[v2] swiotlb: allocate padding slots if necessary

[PATCH v2 1/2] swiotlb: extend buffer pre-padding to alloc_align_mask if necessary

Posted by Petr Tesarik 1 year, 10 months ago

From: Petr Tesarik <petr.tesarik1@huawei-partners.com>

Allow a buffer pre-padding of up to alloc_align_mask. If the allocation
alignment is bigger than IO_TLB_SIZE and min_align_mask covers any non-zero
bits in the original address between IO_TLB_SIZE and alloc_align_mask,
these bits are not preserved in the swiotlb buffer address.

To fix this case, increase the allocation size and use a larger offset
within the allocated buffer. As a result, extra padding slots may be
allocated before the mapping start address.

Set the orig_addr in these padding slots to INVALID_PHYS_ADDR, because they
do not correspond to any CPU buffer and the data must never be synced.

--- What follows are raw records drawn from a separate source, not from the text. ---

Issue #409, opened 2025-04-17
v5 css variable update: Top Bar


schristiani-rpt:
**Abstract**

_As part of the v5 Elements release, there is a design token (CSS variable) update. Each existing component that still uses old tokens needs to be updated. This ticket spesifically address the **Top Bar (Navigation)** component_

**Specification**

- Is new component or existing?
- Is the component being re-named? no
- Is the component design signed off by product and design? yes
- [Guide to component structure & documentation in storybook](https://github.com/reapit/elements/wiki/Developer-Contribution-Guide)
- [Link to DS in Figma](https://www.figma.com/design/XJ6qcAV8gHscsUodqJMNEF/Reapit-Elements-production-ready-components?node-id=18-7578&m=dev)

**Developer Checklist**

- [ ] Styles alignment between Design System and Elements
- [ ] Check design tokens in Figma and implement CSS variable tokens if available for relevant component
- [ ] Align with accessibility standards / spec as per above
- [ ] If relevant, break down component into `Styles Only` and `React` component structures
- [ ] Ensure all variants of components are documented as appropriate 
- [ ] Ensure unit test coverage is adequate for component
- [ ] Update documentation in MDX file as per guidelines
- [ ] Changelog updated to reflect a single beta version per component ideally

**Release Checklist**

- [ ] Approved PR merged to main
- [ ] Design & product review and feedback addressed by developer
- [ ] Beta release by product / engineering lead to next beta version

**Additional Context or Information**

kurtdoherty:
Closed by #412

PR #412, opened 2025-04-24
chore: #409 v5 top-bar css update var

nurm717123:
## Context

_As part of the v5 Elements release, there is a design token (CSS variable) update. Each existing component that still uses old tokens needs to be updated. This ticket specifically addresses the TopBar components (and its sub components)_

also contain a css tokens file updates (generated from figma in collaboration with @ksolanki7)

# Pull request checklist
- [x] Avatar button
- [x] Nav Dropdown button
- [x] Nav Icon item
- [x] Nav item
- [x] Nav Search button
- [x] TopBar

topbar with new var


src/tokens/Semantics.Reapit.tokens.json
```diff
@@ -1,3157 +0,0 @@
-{
```
ksolanki7, line 1: @nurm717123 Seems like you accidentally deleted this file.

ksolanki7 (changes requested):

src/tokens/Semantics.Reapit.tokens.json
nurm717123: ah yes, must be some accident, thanks for catching it

nurm717123: after I re-trace it, it happen when I failed to run `yarn build:sd`, then I look at the code and I found the issue at
https://github.com/reapit/elements/blob/28334aca5e82011435c36bf77e0d9fc79c3c246e/src/tokens/build.mjs#L41
while the file we want to read is `Semantic.Reapit.tokens.json`, it failed because the `themeName` is capital case not an upper case, then after I rename the file to upper-case and the command succeed (after that I missed to discard it the changes to restore deleted file 🤦 )

ksolanki7: @nurm717123 Thanks for the feedback on the build script. I'll look into this.

ksolanki7 (approved):
Looks good.

Issue #356, opened 2025-03-24
Missing variable value on close chip icon's width & height


schristiani-rpt:
**Describe the bug**
On figma, close chip icon should has both of width and height to be: `var(--icon_size-s, 16px)`  but the actual value is  `var(--size-icon-sm)` and the variable value is not defined

**To Reproduce**
Steps to reproduce the behaviour eg:
1. Go to Chip element on story book -> https://elements-beta.dev.paas.reapit.cloud/?path=/story/components-chip--filter-chip
2. Inspect the clear button filter
3. On devtools, go to".el-chip-clear-icon"
4. See that height & width value for variable `var(--size-icon-sm)`  is not defined

**Expected behaviour**
Icon's width and height should be `var(--icon_size-s)` and the variable should be defined with value 16 px

**Screenshots**

![Image](https://github.com/user-attachments/assets/b95c84c1-ba86-4cb1-af4f-390ab16e4aee)

**Device (please complete the following information for web issues):**
Tested on
OS: Windows 11
Browser: Chrome

kurtdoherty:
@schristiani-rpt thanks for picking this up. I suspect this regression occurred when we updated our CSS variables to match those in Figma 👍 Has now been fixed.

schristiani-rpt:
hi @kurtdoherty 
i've retested this issue and it's already correct as per figma 👍 

**Test Result**
- There's no missing variable value on `.el-chip-clear-icon`
- Correct size as per figma: `var(--icon_size-s, 16px)`

![Image](https://github.com/user-attachments/assets/d9de439b-4198-4360-b73b-aaf7ce46db0b)

Issue #386, opened 2025-04-07
Chip element: Text overflow on very long content if the content is longer than maxWidth prop


schristiani-rpt:
**Describe the bug**
On wrapped chip, if the content element is longer than `maxWidth`, the text will be overflowed out of chip container
To resolve this issue, based on [this comment on figma](https://www.figma.com/design/XJ6qcAV8gHscsUodqJMNEF?node-id=3256-8443&m=dev#1126892683), we need to add logic so that `maxWidth `props is only works when truncated prop is provided

**To Reproduce**
Steps to reproduce the behaviour eg:
1. Go to [Wrapping Chip storybook](https://elements-beta.dev.paas.reapit.cloud/?path=/story/components-chip--wrapping)
2. On storybook control, set children with a long text, for example "aaaaaaaaaaaaaaaaaaaaaaaaaaaaaaaaaaaaaaaaaaaaaaaaaaaaaaaaaaaaaaaaaaaaaaaaaaaaa"
3. Notice that the text will be overflowed out of container

**Expected behaviour**
- `maxWidth` props should only works when truncated prop is provided

**Screenshots**
![Image](https://github.com/user-attachments/assets/2b273f0d-3de2-4b42-af8d-6cafc6b4e26d)

**Device (please complete the following information for web issues):**
 - Device: Laptop
 - OS: Windows 11
 - Browser: Google Chrome

kurtdoherty:
@schristiani-rpt this has been fixed now 👍 You can see this demonstrated via story here: https://elements-beta.dev.paas.reapit.cloud/?path=/story/components-chip--long-words

schristiani-rpt:
hi @kurtdoherty 

I've retested this issue and it's working fine for a long word 👍 

**Test Result**
- Test with --size-20, long word text is not overflowed ✅ 
![Image](https://github.com/user-attachments/assets/f89382f4-1605-4f6b-8445-a527c4c850fd)

- Test with --size-80, longs word text is not overlowed ✅ 
![Image](https://github.com/user-attachments/assets/4624bc0d-5575-46cc-bed6-581c79cb4150)

PR #420, opened 2025-05-08
fix: #356 #386 Chip style updates

kurtdoherty:
fixes: #356 and #386 

- Replaces incorrect icon size CSS variables with the correct ones
- Updates the Chip label styles to allow line breaks mid-word
- Adds new stories for Chip and ChipGroup demonstrating correct wrapping behaviour for long words

Screenshot 2025-05-08 at 12 19 15 pm
Screenshot 2025-05-08 at 12 18 48 pm
Screenshot 2025-05-08 at 12 18 54 pm

### DIFF
--- a/src/components/chip-group/chip-group.stories.tsx
+++ b/src/components/chip-group/chip-group.stories.tsx
@@ -141,6 +141,7 @@ export const ChipSizing: Story = {
       <ChipGroup.Item key="8" {...ChipStories.Wrapping.args}>
         Or, you can avoid truncation and allow a long chip label to wrap to multiple lines
       </ChipGroup.Item>,
+      <ChipGroup.Item key="9" {...ChipStories.LongWords.args} />,
     ],
     overflow: 'wrap',
   },
--- a/src/components/chip/chip.stories.tsx
+++ b/src/components/chip/chip.stories.tsx
@@ -79,6 +79,15 @@ export const Wrapping: Story = {
   },
 }
 
+/** Line breaks within an otherwise unbreakable string are also permitted to prevent text from overflowing the chip. */
+export const LongWords: Story = {
+  args: {
+    ...FilterChip.args,
+    children: 'Taumatawhakatangihangakoauauotamateaturipukakapikimaungahoronukupokaiwhenuakitanatahu, NZ',
+    maxWidth: '--size-80',
+  },
+}
+
 /**
  * Truncation is an optional behaviour that can be enabled to prevent the label from
  * wrapping on multiple lines
--- a/src/components/chip/styles.ts
+++ b/src/components/chip/styles.ts
@@ -23,10 +23,10 @@ export const ElChip = styled.button<ElChipProps>`
   gap: var(--spacing-2);
   grid-template-columns: auto min-content;
   height: min-content;
+  max-width: var(--chip-max-width, auto);
   padding-block: var(--spacing-1);
   padding-inline: var(--spacing-4) var(--spacing-2);
   width: fit-content;
-  max-width: var(--chip-max-width, auto);
 
   &[aria-disabled='true'] {
     cursor: not-allowed;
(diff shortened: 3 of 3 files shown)


src/components/chip-group/chip-group.stories.tsx
```diff
@@ -141,6 +141,7 @@ export const ChipSizing: Story = {
       <ChipGroup.Item key="8" {...ChipStories.Wrapping.args}>
         Or, you can avoid truncation and allow a long chip label to wrap to multiple lines
       </ChipGroup.Item>,
```
kurtdoherty, line 143: **note:** using the new Chip story in this existing ChipGroup story.

src/components/chip/chip.stories.tsx
```diff
@@ -79,6 +79,15 @@ export const Wrapping: Story = {
   },
 }
```
kurtdoherty, line 81: **note:** new story demonstrating how long words are now broken if they will otherwise overflow

src/components/chip/styles.ts
```diff
@@ -23,10 +23,10 @@ export const ElChip = styled.button<ElChipProps>`
   gap: var(--spacing-2);
   grid-template-columns: auto min-content;
   height: min-content;
```
kurtdoherty, line 25: **note:** 🪄 Alphabetise 🪄

src/components/chip/styles.ts
```diff
@@ -74,6 +74,9 @@ interface ElChipLabelProps {
 export const ElChipLabel = styled.span<ElChipLabelProps>`
   color: var(--text-primary);
```
kurtdoherty, line 76: **note:** what the code comment says. This allows long words to be broken. See [MDN docs](https://developer.mozilla.org/en-US/docs/Web/CSS/overflow-wrap). Note that the [word-break: break-word](https://developer.mozilla.org/en-US/docs/Web/CSS/word-break) property is deprecated, which is why it has not been used.

src/components/chip/styles.ts
```diff
@@ -99,8 +102,8 @@ export const ElChipClearIcon = styled(Icon)`
    * does not allow consumer-supplied styles to have a higher specificity */
   color: var(--comp-chip-colour-icon-active) !important;
   font-size: 1rem;
```
kurtdoherty, line 104: **note:** fixing the use of invalid CSS variables.

src/components/chip/styles.ts
paulbevis: Looking at the MDN link you provided that has 3 examples, interacting with them `overflow-wrap: break-word;` would appear to give us the designed effect, whereas the choice you have made `overflow-wrap: anywhere;`, doesn't seem to work as well in their example. But works perfectly in the storybook examples you have provided

I guess that's because of our max-width (80)?

I couldn't make the LongWords story change much though, even when I removed the max width value 🤷

paulbevis: Update looks good though :)

paulbevis (approved):
Changes look good! Just the one non blocking question for me!

Code checked out fine, and I was able to run storybook locally, so all good (fr me)

src/components/chip/styles.ts
kurtdoherty: Yeah, it's a bit tricky to know which is going to be best... `overflow-wrap: break-word` didn't seem to do much when I tested it; the long word remained unbroken in all cases 🤷 I landed on `overflow-wrap: anywhere` based on it seeming to prefer placing words on new lines rather than breaking them after only a single character.

Screenshot 2025-05-13 at 8 55 16 am
Screenshot 2025-05-13 at 8 55 50 am

I think the main difference here is I'm applying the `overflow-wrap` to a span of text that includes multiple words, whereas the MDN docs are applying it to a single word.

The padding slots should be automatically released when the buffer is
unmapped. However, swiotlb_tbl_unmap_single() takes only the address of the
DMA buffer slot, not the first padding slot. Save the number of padding
slots in struct io_tlb_slot and use it to adjust the slot index in
swiotlb_release_slots(), so all allocated slots are properly freed.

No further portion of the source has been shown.